Under India’s inflation targeting framework, the government has mandated the RBI to keep inflation within a narrow band of 2-6%, with a midpoint target of 4%. But one of the less-discussed challenges for the Monetary Policy Committee is the ability to reliably estimate what inflation will be in the future, not just measure what it is today.
Future inflation is shaped by the usual suspects: demand-supply mismatches, supply shocks, global commodity prices. But there is another, less tangible determinant that carries just as much weight, which are people’s expectations. What people expect inflation to be has a significant bearing on what inflation actually becomes, in an almost self-fulfilling fashion.
The mechanics are straightforward.
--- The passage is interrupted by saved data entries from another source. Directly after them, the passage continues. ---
PR #5446, opened 2022-05-16
Updated the information that traffic lights sent to vehicles

glopezdiest:
### Description

This PR fixes several weird behaviors regarding the information that the traffic lights were sending to the vehicles affected by it. In other words, this changes the output of the `Vehicle.get_traffic_light_state()`, `Vehicle.is_at_traffic_light()` and `Vehicle.get_traffic_light()` functions.

While I consider these changes as bug fixes, this behavior could have made sense for other features such as the (now very old) autopilot, so it can also be seen as an update to an old behavior, which currently is more harmful than helpful.

This PR focuses in the automatically generated traffic light (used by Large maps and OpenDrive maps), as it is the only one that is code based. All the other traffic lights have had the same changes applied but as they are implemented as Blueprints in Unreal, that will be a content PR.

**Currently**, vehicles that enter the bounding box of a traffic light get added to the affected vehicles by the TL, and information is sent them. This only happenes, with either yellow or red traffic lights, being green traffic light non-existent for vehicles. Once the traffic light turns green, the vehicle was removed from the TL queue, no longer received its information, and having the default _Green_ state instead, which allowed them to keep circulating.

From that behavior, three bugs can be seen:
1) As said, green traffic lights are non-existent, so the vehicle can't access their information. `Vehicle.get_traffic_light_state()` returns *false* and `Vehicle.get_traffic_light()` returns *None*. `Vehicle.get_traffic_light_state()` returns *green*, but that's just because it is the default value (which it isn't that helpful to be honest).
2) The green-yellow and yellow-red state transitions weren't notified to the vehicle.
3) It was never checked whether or not the vehicle left the TL's bounding box, so the vehicle kept the TL's information until it turned green. This resulted in some TM vehicle getting stopped in the middle of junction, blocking the traffic.

For **the new behavior**, the vehicle will receive the TL's information as long as it is inside the bounding box, losing it once it leaves the bounding box. While inside it, and regardless of the state, `Vehicle.is_at_traffic_light()` will return *True*, `Vehicle.get_traffic_light()` will return the TL instance, and `Vehicle.get_traffic_light_state()` will be the TL state at that exact frame.

  * **Python version(s):** 3.6
  * **Unreal Engine version(s):** CARLA's 4.26

### Possible Drawbacks

This severly changes the information received by the vehicle so some users might have to adapt. From CARLA's side, the TM has been tested and it works without any issues

---
This change is [Reviewable](https://reviewable.io/reviews/carla-simulator/carla/5446)


Axel1092 (approved):
> Reviewed 3 of 4 files at r1, 1 of 1 files at r3, all commit messages.
> *[Reviewable](https://reviewable.io/reviews/carla-simulator/carla/5446)* status: :shipit: complete! all files reviewed, all discussions resolved (waiting on @glopezdiest)

PR #193, opened 2024-09-23
DiagonalStudentT distribution

paul-buerkner:
This PR implements log_prob for the DiagonalStudentT distribution for use as latent distributions in generative networks. 

I have taken the math from: https://mc-stan.org/docs/functions-reference/unbounded_continuous_distributions.html#student-t-distribution

Here is some example code:

```Python
import numpy as np
import bayesflow as bf

student_t = bf.distributions.DiagonalStudentT(df = 200, loc = 1.5, scale = 2.0)
student_t.build(input_shape = (5,))
student_t.log_prob(np.zeros(5))

normal = bf.distributions.DiagonalNormal(mean = 1.5, std = 2.0)
normal.build(input_shape = (5,))
normal.log_prob(np.zeros(5))
```

Open points:

- What is a good default value for df? Was 50 but I don't know the reason for this choice
- How do we make the keras.seed_generator compatible with the scipy student_t sample method (if we need to)?
- We currently allow loc and scale to be tensors but this errors if scale is actually a tensor
- The same error happens in `DiagonalNormal` with std tensor by the way because the code expects a scalar.

Related to the two latter points: Shall we make the code compatible with scale/std tensors or only allow scalars?


LarsKue:
@paul-buerkner thank you for the PR!

The lint appears to fail. Please ensure this passes with a pre-commit hook, see [here](https://github.com/stefanradev93/BayesFlow/blob/dev/CONTRIBUTING.md#2-set-up-your-development-environment). You can also run

```bash
ruff format
ruff check --fix
```

to manually verify and apply automatic fixes.

> keras.seed_generator compatibility

JAX backend might need the seed generator. I think the best way to verify this is to run integration code in JAX backend using the simulator. If a compiled version of the distribution does not yield random samples or errors, then we need to use the seed generator.

As for compatibility, I think we can extract the next seed with `keras.ops.convert_to_numpy(seed_generator.next()[0]).item()`. The 2nd element seems to always be zero (we should verify this before applying this solution).

> loc and scale as tensors

I think supporting tensors is a good idea, since it is quite a typical case for distribution means to not lie on the diagonal, even for diagonal

paul-buerkner:
Thanks! code format fixed. 

As for the seed generation, can you point me to an existing integration test that I can amend to try it out?

LarsKue:
I don't think we currently have a good integration test that involves the distributions. They are unit-tested a little bit, perhaps we should add a jax-only test that explicitly compiles them.

LarsKue (approved):

paul-buerkner:
Okay. Let's wait for @stefanradev93 to fix the tensor issue before merging.

stefanradev93:
Implementation now only matches scipy for scale=1., but not for different diagonal factors:

`import matplotlib.pyplot as plt
from scipy import stats
import keras
import bayesflow as bf

x = keras.random.normal((32, 3))

distro = bf.distributions.DiagonalStudentT(df=30, loc=np.array([0., 0., 0.]), scale=np.array([3., 1, 1]))
distro.build((3,))
print(distro.log_prob(x))

scipy_t = stats.multivariate_t(loc=[0, 0, 0], shape=[3., 1, 1], df=30)
print(scipy_t.logpdf(x.numpy()))

plt.scatter(distro.log_prob(x).numpy(), scipy_t.logpdf(x.numpy()))`

bayesflow/distributions/diagonal_student_t.py
```diff
@@ -1,40 +1,121 @@
...
+            trainable=self.dynamic_params,
+            dtype="float32",
+            initializer=keras.initializers.Constant(self.scale_diag),
+        )
 
     def _log_unnormalized_prob(self, tensor: Tensor) -> Tensor:
-        # TODO
-        pass
+        log_unnormalized_pdf = -0.5 * (self.df + self.dim)
+        log_unnormalized_pdf *= ops.log(
```
LarsKue, line 114: This computation fails in torch backend due to invalid broadcasting. Splitting it into multiple lines would help narrow the error (and look a bit cleaner).

LarsKue (changes requested):

LarsKue:
Cleaned up and fixed. Please review again @stefanradev93 for correctness.

stefanradev93:
> Cleaned up and fixed. Please review again @stefanradev93 for correctness.

- The latest commit does not enable the old functionality (e.g., possibly learnable parameters) and appears to be a new implementation from scratch that does not reflect the reasoning behind the previous one.
- Log normalizing constants should be added, not subtracted (as agreed to avoid confusion)
- Std != scale for student t and should be named as proposed in the previous commit to avoid confusion
- Tensor arguments should be discouraged -> users should use numpy arrays.
- etc

paul-buerkner:
some of these issues we had also identified today in our meeting I believe.
I suggest the following: lars reverts his rewrite and fixes stefans
implementation to work as expected also with pytorch (I believe pytorch
complained right?)

Stefan Radev ***@***.***> schrieb am Di., 8. Okt. 2024, 20:22:

LarsKue:
I'm happy to fix and change my implementation with respect to your requested features, but I dislike the idea of reverting.

Just like you, I made these changes for several reasons:
1. There was a lot of shape broadcasting in very few lines, to the point I deemed rewriting faster than trying to understand it. This is now much better split up, so should also be more maintainable in case of future changes.
2. The `sample` method was incorrectly returning numpy arrays when type hinted as Tensor.
3. Learnable parameters are good, but the initialization is incorrect. `keras.initializers.Constant` is only supposed to support scalar initializers, see also https://github.com/keras-team/keras/issues/19767 and may thus change with future keras releases.
4. The seed generator was unused.

If you still want to revert, I would ask that one of you implement the torch fix, as I was unable to recognize where the incorrect broadcasting happens.

paul-buerkner:
I am also happy with you fixing and changing your implemention. I
understand too little of the pros and cons. stefan what do you think? in
any case I am happy to test the implemenation before merging.

Lars ***@***.***> schrieb am Di., 8. Okt. 2024, 21:54:

paul-buerkner:
I made some minor fixes to the math of both normal and student_t and checked it against my reference implementations. Things look correct now. I also removed the default for df since this is really something that should be decided explicitly upon initializing the object. 

@stefanradev93 can you take another look and if you are happy to merge this PR?

tests/test_distributions/conftest.py
```diff
@@ -20,12 +22,17 @@ def random_samples(batch_size, num_features):
...
-
     return DiagonalNormal()
 
 
-@pytest.fixture(params=["diagonal_normal"])
+@pytest.fixture()
+def diagonal_student_t():
+    from bayesflow.distributions import DiagonalStudentT
+
+    return DiagonalStudentT()
```
LarsKue, line 32: This needs an argument now. Tests should be passing otherwise.

LarsKue (approved):

tests/test_distributions/conftest.py
stefanradev93: I am happy with the changes. Should we force a choice of df or use a default close to a Gaussian?

paul-buerkner: I prefer forcing a choice for now. Especially a choice close to Gaussian would not be ideal I think to avoid the following scenario: A user struggles with their model and is told to try out student-t latent space. They try it out as a drop in replacement for normal (with defaults) and find no difference. Then they might think it doesn't make a difference. 

If we end up using a default later on, I would prefer it to be some small df (10 or 7 or even 3) with which we have made good experience in a bunch of experiments. For now, I would leave it without default to make the user aware of the importance of this choice. Later on we still need to document good options properly to give users a basis for decision.

paul-buerkner: I will fix the failing test and then merge.

paul-buerkner:
I will merge this PR now. Should we decide that we want to have a default for df already now, it is just a one-line change. Thank you for working on this feature!

PR #194, opened 2024-09-23
Add new metrics

paul-buerkner:
This PR is just to start the discussion on new metrics (beyond MMD). I have implemented the RMSE and would like you, @LarsKue, to check if the code structure generally looks reasonable. 

Additional questions:

- For MMD, the number of samples (2nd dimension in the tensor?) does not need to be the same for both tensors. For RMSE the number of samples needs to be the same. How do we safely enforce this?
- What is the best way to normalize the RMSE? There are different ways to do it (e.g., https://www.marinedatascience.co/blog/2019/01/07/normalizing-the-rmse/). What is typtically considered in our context?


LarsKue (approved):
LGTM!

PR #196, opened 2024-09-27
[For discussion only] Add a basic-normal example

paul-buerkner:
Based on the two moons case study, I made another case study estimating mean and SD from a normal distribution. In the process, I noted down a lot of things that I think are a bit unclear or whose user interface could be improved. I don't necessarily intend to have this case study in the end (or merge this PR), but primarily opened it for discussion. Tagging @LarsKue.


paul-buerkner:
The resulting linear regression example is now on dev. So I am closing this PR.

Issue #200, opened 2024-10-08
Flow Matching: Allow passing class as subnet (2.0 version)


vpratz:
This is probably already planned: `FlowMatching` currently only accepts strings for the `subnet` argument. Allowing classes as well would help with modularity, as it enables easily plugging in custom networks for power users, without sacrificing ease of use for others.
Handling the case in `utils.find_network` and initializing the class there might be sufficient to enable this.

marvinschmitt:
I like the idea and second the proposal. 

Would you mind drafting a PR that implements this? Based on your description it should be quite straightforward.

marvinschmitt:
closed by #201

PR #201, opened 2024-10-09
Allow calling find_network with type (#200)

vpratz:
* in addition to strings, accept type (i.e., uninstantiated classes) as well
* allows easy use of user-defined networks
* adapt type hints to reflect this change


marvinschmitt:
closes #200

PR #203, opened 2024-10-10
Implement DiagonalStudentT.sample method natively in keras

paul-buerkner:
When trying to run .sample of the student_t distribution the torch backend complained about some incompatible types, presumably because scipy and torch types did not like each other. So I went ahead and implemented the sample method natively using keras functions using the fact that chi-square samples can be obtained for standard gamma samples which are implemented in keras.

Here is a small test providing evidence for the implementation's correctness:

```python
import keras
import numpy as np

## REMOVE ON PRODUCTION
import sys
sys.path.append('../')

import bayesflow as bf

t = bf.distributions.DiagonalStudentT(df = 10, loc = 1.0, scale = 3.0)
t.build(input_shape = (3,))

y = t.sample((100000, ))
y.shape
y.mean(dim = 0)
y.var(dim = 0)

# analytical variance:
# 3.0**2.0 * 10.0 / (10.0 - 2.0) = 11.25
```

@LarsKue can you review this PR? Specifically, can you check whether my shape broadcasting is correct? I assume there is a better pattern than repeat and reshape for what I want to achieve.

### DIFF
--- a/bayesflow/distributions/diagonal_student_t.py
+++ b/bayesflow/distributions/diagonal_student_t.py
@@ -6,6 +6,8 @@ import numpy as np
 
 
 from bayesflow.types import Shape, Tensor
+from bayesflow.utils import expand_tile
+
 from .distribution import Distribution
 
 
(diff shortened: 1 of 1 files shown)


LarsKue (approved):
I made some minor changes, mostly fixing the seed of the call to `keras.random.gamma`. Looks good to me otherwise!

paul-buerkner:
Checks are passing. Merging now.

PR #205, opened 2024-10-10
Complete implementation of Consistency Models

vpratz:
Completes the implementation of Consistency Models.
I tested the implementation as a drop in replacement in the two moons notebook.


marvinschmitt:
Thanks for the PR @vpratz, that's fantastic! Since you were creating a notebook to test the implementation anyway, would you mind adding that to the `examples/` folder as well (maybe with some minimal accompanying text)?

vpratz:
Thanks for your feedback, I have added the notebook. I included a background section that turned out to be not very minimal, feel free to modify/shorten as you see fit.

marvinschmitt (approved):
Thanks again for the PR. I made some changes to the tutorial notebook:

- fix a few typos
- adjust $x \to \theta$ in the initial description of consistency models to be consistent (haha) with our subsequent conditional version, where $\theta$ is the target variable $x$ is the conditioning variable.
- use hyperparameters from the Consistency Model Posterior Estimation paper: 
  - empirical variance of the prior samples as `sigma2` 
  - `max_time=10`

We can merge from my side. 

@stefanradev93 @LarsKue before we merge:
- Any feedback or change requests from your side?
- What's the strategy for adding tests?

PR #219, opened 2024-10-18
Modular Data Adapters and Simulator Dispatch

LarsKue:
This PR has 2 main features:

1. Data Adapters are now much more modular:
```py3
data_adapter = bf.DataAdapter() \
    .drop("dim") \
    .to_array() \
    .as_set("y") \
    .broadcast("n") \
    .convert_dtype(from_dtype="float64", to_dtype="float32") \
    .standardize(exclude="n") \
    .concatenate(["mu", "sigma"], into="inference_variables") \
    .rename("n", "inference_conditions") \
    .rename("y", "summary_variables")
```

If people expect prices to rise sharply in the coming months, they negotiate higher wages today to protect their purchasing power. When wages rise across the board, household incomes go up, demand increases, but supply doesn’t immediately follow and so prices rise. The expectation of inflation produces the very inflation that was expected. Firms also rise prices preemptively in expectation of inflation and to cover the increased costs due to higher wages. Therefore, for a central bank understanding, measuring and managing expectations is an important task in managing inflation.
So how does a central bank measure expectations? The US Federal Reserve has several tools at its disposal. The most important are Treasury Inflation-Protected Securities or government bonds whose principal is indexed to CPI. By comparing yields on TIPS against regular Treasury bonds, analysts can extract the “breakeven inflation rate”: what financial markets collectively believe inflation will average over 5, 10, or even 30 years.
Alongside TIPS, the US also has a deep market in inflation swaps, which are derivatives where one party pays a fixed rate and receives actual realised inflation in return. The rate at which this swap is priced reveals, in real time, what sophisticated market participants are betting inflation will be.
An inflation swap is a contract between two parties who are, in effect, betting against each other on what inflation will turn out to be. Say a bank and a pension fund enter into an inflation swap. The bank agrees to pay a fixed rate of 4% per year on a notional amount, say ₹100 crore. The pension fund agrees to pay whatever inflation actually turns out to be over that period. At the end of the contract, only the net difference changes hands. If inflation comes in at 6%, the pension fund pays the bank 6%, and the bank pays the pension fund 4%, so the bank receives a net 2% on ₹100 crore. If inflation comes in at 3%, the bank pays out a net 1%.
India has neither. What the RBI relies on, primarily, is its Inflation Expectations Survey of Households, a bi-monthly questionnaire. The results are quite unreliable though. In 2025-26, surveyed households reported perceived inflation of around 7.2%, while actual CPI inflation averaged 3.3%, which amounts to a gap of nearly 4 percentage points. Research shows that Indian households form inflation expectations by looking backward at recent grocery prices, not forward at macroeconomic conditions. They are, in effect, measuring the price of tomatoes, not the trajectory of the economy.
There are real policy consequences due to this. If the MPC takes an upward-biased survey at face value, it risks keeping interest rates higher than the underlying inflation situation warrants. Tightening credit conditions unnecessarily for businesses and households, which will dampen the economy.
To fix this, India’s financial markets needs to be developed better. It requires the deepening of the institutional investor base, expanding inflation-linked government bonds, and building the derivatives ecosystem that makes inflation swaps viable. That is not entirely under the mandate of RBI, but is crucial for RBI to do its job.